Our newly elected – and unelected – leaders do not believe in the common good. The aim of life in their view is more for me. Grab all you can – it’s a war of all against all. Punish your opponents, so they don’t dare to challenge you. Human worth equals net worth, might equals right.
Such punks are common in any community, but rarely are they picked to lead. These are the bad guys folks combine to thwart, the sources of dread and disturbers of the peace. From kindergarten on, we are taught to share, heed, take turns. These reprobates won’t.
From the start, the Nameless One made no secret of his contempt for communal constraints. He lied, cheated, bullied without a qualm. He inveighed against the government he’d been chosen to head. His example in all respects was the opposite of what any parent would call good. Yet we selected him as chief a second time. How could we?
Stupidity. Everyone who voted for this abomination acted stupidly – and we all will pay the price.
Such an assertion, uttered aloud, offends. What an arrogant, elitist, unsociable thing to say! What gives me the right! In a democracy isn’t everyone entitled to their opinion?
Our stupidity takes two forms: ignorance and obduracy.
The ignorant don’t know because they’ve never been taught. For this omission, the community’s to blame. Fifty years ago, few would have dreamed of raising such a punk to power. We’d just won a war against his sort – at a mind-boggling cost. Civics were taught then, allegiance was pledged, institutions were honored, rules were obeyed. We the people behaved better, not because we were better, but because we knew – in our bones – disorder could lead to disaster.
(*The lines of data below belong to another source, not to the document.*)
PR #3553, opened 2024-06-13
Allow edit and reply to work also for events that have not yet been paginated

### LINKED ISSUE #3430: Store drafts for each room so that clients can restore them at a later time

### LINKED ISSUE #3538: Sending a reply or an edit event for an item that has not been paginated yet fails.
This is a limitation that has been found with the following issue: https://github.com/matrix-org/matrix-rust-sdk/issues/3430 and may impact the UX of the draft, we already have a PR that contains a possible fix but needs to be iterated upon.

Velin92:
fixes #3538 

The current implementation for send_reply and edit only work with timeline items that have already been paginated.
However given the fact that by restoring drafts, we may restore a reply to an event for timeline where such event has not been paginated, sending such reply would fail (same for the edit event).

So I reworked a bit the code here to use. only the event id, and reuse the existing timeline if available, otherwise we can fetch the event and synthethise the content and still be able to successfully send the event.

This is the third part of the breakdown of the following PR: https://github.com/matrix-org/matrix-rust-sdk/pull/3439


Hywan:
@Velin92 Can you explain in the PR description what the code does, and why please?

Hywan:
> The current implementation for send_reply and edit only work with timeline items that have already been paginated.

Do you mean it's been loaded via sync or via the pagination?

Are you trying to edit or to reply to an event that (i) is a remote event (not a local event, (ii) can be absent from the `Timeline`?

Velin92:
> > The current implementation for send_reply and edit only work with timeline items that have already been paginated.
> 
> Do you mean it's been loaded via sync or via the pagination?
> 
> Are you trying to edit or to reply to an event that (i) is a remote event (not a local event, (ii) can be absent from the `Timeline`?

not been loaded yet in the pagination, so yeah it's absent from the timeline, and yeah is a remote event also.

bnjbvr (changes requested):

crates/matrix-sdk-ui/src/timeline/mod.rs
```diff
@@ -309,76 +341,110 @@ impl Timeline {
...
+        let Some(timeline_item_content) =
+            TimelineItemContent::from_latest_event_content(sync_event.clone())
+        else {
+            return Err(UnsupportedReplyItem::MISSING_CONTENT);
+        };
+
+        let reply_content = match timeline_item_content {
+            TimelineItemContent::Message(msg) => ReplyContent::Message(msg.to_owned()),
+            _ => ReplyContent::Raw(raw_sync_event),
+        };
```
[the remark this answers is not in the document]
Velin92: Okay I think a found a better solution, can you check the code again?

crates/matrix-sdk-ui/src/timeline/mod.rs
```diff
@@ -309,76 +341,120 @@ impl Timeline {
...
     ///   part of a thread
-    #[instrument(skip(self, content, reply_item))]
+    #[instrument(skip(self, content, replied_to_info))]
     pub async fn send_reply(
         &self,
         content: RoomMessageEventContentWithoutRelation,
-        reply_item: &EventTimelineItem,
+        replied_to_info: RepliedToInfo,
         forward_thread: ForwardThread,
     ) -> Result<(), SendEventError> {
```
bnjbvr, line 363: Note: it looks like this could now return only `Result<(), RoomSendQueueError>`; let's open a follow-up PR to determine if that's true.

crates/matrix-sdk-ui/src/timeline/event_item/mod.rs
```diff
@@ -421,6 +422,47 @@ impl EventTimelineItem {
             kind,
         }
     }
+
+    /// Gives the information needed to reply to the event of the item.
+    pub fn get_replied_to_info(&self) -> Result<RepliedToInfo, UnsupportedReplyItem> {
```
bnjbvr, line 427: nit: let's get rid of the `get_` prefix everywhere (it's not very idiomatic in Rust)

crates/matrix-sdk-ui/src/timeline/event_item/mod.rs
```diff
@@ -421,6 +422,47 @@ impl EventTimelineItem {
...
+        Ok(RepliedToInfo {
+            event_id: event_id.to_owned(),
+            sender: self.sender().to_owned(),
+            timestamp: self.timestamp(),
+            content: reply_content,
+        })
+    }
+
+    /// Gives the information needed to edit the event of the item.
+    pub fn get_edit_info(&self) -> Result<EditInfo, UnsupportedEditItem> {
```
bnjbvr, line 452: ditto

crates/matrix-sdk-ui/src/timeline/mod.rs
```diff
@@ -309,76 +341,120 @@ impl Timeline {
...
+
+        let event = match self.room().event(event_id).await {
+            Ok(event) => event,
+            Err(error) => {
+                error!("Failed to fetch event with ID {event_id} with error: {error}");
+                return Err(UnsupportedReplyItem::MISSING_EVENT);
+            }
+        };
+
+        // We need to synthetise the TimelineitemContent and we can do that by casting
```
bnjbvr, line 422: Outdated comment here.

crates/matrix-sdk-ui/src/timeline/mod.rs
```diff
@@ -437,6 +505,58 @@ impl Timeline {
...
+
+        let event = match self.room().event(event_id).await {
+            Ok(event) => event,
+            Err(error) => {
+                error!("Failed to fetch event with ID {event_id} with error: {error}");
+                return Err(UnsupportedEditItem::MISSING_EVENT);
+            }
+        };
+
+        // We need to synthetise the TimelineitemContent and we can do that by casting
```
bnjbvr, line 525: here too?

crates/matrix-sdk-ui/src/timeline/mod.rs
```diff
@@ -309,76 +341,120 @@ impl Timeline {
...
+                return Err(UnsupportedReplyItem::MISSING_EVENT);
+            }
+        };
+
+        // We need to synthetise the TimelineitemContent and we can do that by casting
+        // the event as a `AnySyncTimelineEvent` which is the same as a
+        // `AnyTimelineEvent`, but without the `room_id` field.
+        // The cast is valid because we are just losing track of such field.
+        let raw_sync_event: Raw<AnySyncTimelineEvent> = event.event.cast();
+        let Ok(sync_event) = raw_sync_event.deserialize_as::<AnySyncTimelineEvent>() else {
```
bnjbvr, line 427: nit: instead of using `deserialize_as` with the explicit generic type, you can use `deserialize()` here.

crates/matrix-sdk-ui/src/timeline/mod.rs
```diff
@@ -309,76 +341,120 @@ impl Timeline {
...
+            return Err(UnsupportedReplyItem::FAILED_TO_DESERIALIZE_EVENT);
```
bnjbvr, line 428: Can you log the deserialization error message here, too, please?

crates/matrix-sdk-ui/src/timeline/mod.rs
```diff
@@ -309,76 +341,120 @@ impl Timeline {
...
+        };
+
+        let reply_content = match &sync_event {
+            AnySyncTimelineEvent::MessageLike(message_like_event) => {
```
bnjbvr, line 432: You can probably match on `AnySyncTimelineEvent::MessageLike(AnySyncMessageLikeEvent::RoomMessage(SyncRoomMessageEvent::Original(original_message))) =>` for the full message, and then use a `_` => at the end with the `ReplyContent::Raw` arm.

crates/matrix-sdk-ui/src/timeline/mod.rs
```diff
@@ -388,24 +464,16 @@ impl Timeline {
...
-    /// * `edit_item` - The event item you want to edit
+    /// * `edit_info` - A wrapper that contains the event ID and the content of
+    ///  the event to edit
     #[instrument(skip(self, new_content))]
     pub async fn edit(
         &self,
         new_content: RoomMessageEventContentWithoutRelation,
-        edit_item: &EventTimelineItem,
+        edit_info: EditInfo,
     ) -> Result<(), SendEventError> {
```
bnjbvr, line 474: This is not fallible anymore \o/ Can you get rid of the `Result`?

crates/matrix-sdk-ui/src/timeline/mod.rs
```diff
@@ -437,6 +505,58 @@ impl Timeline {
         Ok(())
     }
 
+    /// Gives the information needed to edit an event from an event id.
```
bnjbvr, line 508:
```suggestion
    /// Give the information needed to edit an event from an event id.
```

crates/matrix-sdk-ui/src/timeline/mod.rs
```diff
@@ -437,6 +505,58 @@ impl Timeline {
...
+    pub async fn get_edit_info_from_event_id(
```
bnjbvr, line 509: Can we get rid of the get_ prefix here too?

crates/matrix-sdk-ui/src/timeline/mod.rs
```diff
@@ -309,76 +341,120 @@ impl Timeline {
...
+            ),
         };
 
         self.send(content.into()).await?;
 
         Ok(())
     }
 
+    /// Gives the information needed to reply to an event from an event id.
+    pub async fn get_replied_to_info_from_event_id(
```
bnjbvr, line 406: and here too?

crates/matrix-sdk-ui/tests/integration/timeline/replies.rs
```diff
@@ -557,3 +561,227 @@ async fn test_send_reply_to_threaded() {
...
+    let reply_message = reply_item_remote_echo.content().as_message().unwrap();
+    assert_eq!(reply_message.body(), "Replying to Bob");
+    let in_reply_to = reply_message.in_reply_to().unwrap();
+    assert_eq!(in_reply_to.event_id, event_id_from_bob);
+
+    server.verify().await;
+}
+
+#[async_test]
+async fn test_send_reply_with_event_id_that_is_redacted() {
```
bnjbvr, line 680: 1. This is mostly a copy-pasta from the previous code, can you factor out some of the common parts?
2. Can you add a small comment at the top explaining what this is testing, under which conditions, please?

bnjbvr (changes requested):
Nice, we're getting there! A few small changes to tidy up the code would be nice to have.

crates/matrix-sdk-ui/src/timeline/mod.rs
Velin92: I need the `message_like_event` from the first match to get the relations

crates/matrix-sdk-ui/src/timeline/mod.rs
Velin92: we still need it because we use `self.send(content.into()).await?;`

bnjbvr: Oops you're right! So like the other function, this can be a plain `RoomSendQueueError` now.

crates/matrix-sdk-ui/tests/integration/timeline/replies.rs
Velin92: 1. Is it really worth for such a test? In case of change of the conditions of the test may make the common code more of a nuisance that useful.
2. Done!

bnjbvr (approved):
Yay, let's ship it! Thanks for getting it to the finish line!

During my lifetime, we lost confidence in institutions. We tested rules to see how far they’d bend. More and more decent people eschewed public service as grimy, tedious, unprofitable. We deputed others to govern for us and quit monitoring their performance. Thugs took advantage of our distraction to grab more and more. The idea of the common good insensibly evaporated. The Nameless One, anathema when we were young, became, to many, acceptable, what difference could he make?
Obdurate stupidity is more culpable. Smart people who voted for the Nameless One opted for individual advantage over the common good. They sought more for themselves and less for the rest, whom they deemed undeserving. To hell with the Constitution or that most ludicrous of documents, the Sermon on the Mount. Deluded by avarice, they refused to admit what they knew – that bad leaders produce bad results.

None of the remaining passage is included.